NTPC Ltd, India's largest power producer, plans to start biomass co-firing across all its coal-based thermal power stations in a bid to reduce greenhouse gas emissions and cut pollution, official sources said.
Co-firing is the use of two different types of fuel for generation of electricity.
NTPC plans to burn biomass like scrap lumber, forest debris, crop residues, manure and some types of waste residues along with coal to generate electricity.
Biomass can typically provide between 3-15 per cent of the input energy into the power plant.
Sources said NTPC will start procurement of biomass pellets and torrefied biomass pellets/briquettes for co-firing across all its coal fired power plants and will soon float a tender.
The objective behind the move, they said, is to reduce air pollution caused due to burning of surplus agricultural residue in fields by creating an alternate market for its large-scale utilisation in power plants as well as to reduce carbon emission from coal-fired power plants.
As per 'Biomass Resource Atlas of India' prepared by IISc Bangalore in collaboration with the Ministry of New and Renewable Energy (MNRE), India had about 145 million tonnes per year of surplus agro residue (based on survey data of year 2002-04). This surplus agro residue can generate 18,728 MW of electricity.
With coal based generation of 1,96,098 MW, about 100 million tonnes of agro residue can be absorbed in coal-based power plants with 10 per cent co-firing with non-torrefied pellets while reducing their carbon emission.
However, if pellets of torrefied biomass are used, almost all the surplus biomass can be utilised with even less than 10 per cent co-firing, sources said.

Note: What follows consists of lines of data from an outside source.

PR #6381, opened 2022-01-03
Added sourceURL tags to boot js

flibbles:
These two lines will let browsers categorize the boot javascript into their own files, which is just a lot cleaner for anyone working with the browser debugger. Otherwise, methods in those files are listed under "(filename).html", and the shown source includes EVERYTHING, including CSS, the tiddler store, and those uglified encryption libraries. It makes it really slow. And it also makes line number stupid large.

This makes it cleaner.


Jermolene:
Excellent thank you @flibbles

Biomass co-firing has the potential to reduce emissions from coal-fuelled generation, without substantially increasing costs or infrastructure investments.
Research has demonstrated that when implemented at relatively low biomass to coal ratios, there are significant reductions in energy consumption, and solid waste generation, as well as reduced emissions.
Sources said use of biomass co-firing technology generates renewable energy using agro residue based fuel and can be cost competitive with solar and wind power.
While the utilisation factor of solar and wind is low, biomass co-firing can generate energy at the plant load factor of coal-based power plants, they said.
The government is considering financing of agro residue collection and processing equipment to incentivise biomass co-firing.
The total bucket size (maximum quantity to be procured on daily basis) for each NTPC coal based power station shall be 5 per cent of daily coal consumption, sources said, adding total bucket size, which shall constitute pellets and torrefied pellets/briquettes, would be 0.5 metric tonnes per day per megawatt (MW).
For a 2,000 MW capacity power station, bucket size of normal pellets shall be 300 tonnes per day and bucket size of pellets and briquettes shall be 650 tonnes a day.
The Central Electricity Authority (CEA) had last November issued an advisory to all public and private generating utilities to endeavour to use 5-10 per cent biomass pellets primarily made of agro residue along with coal.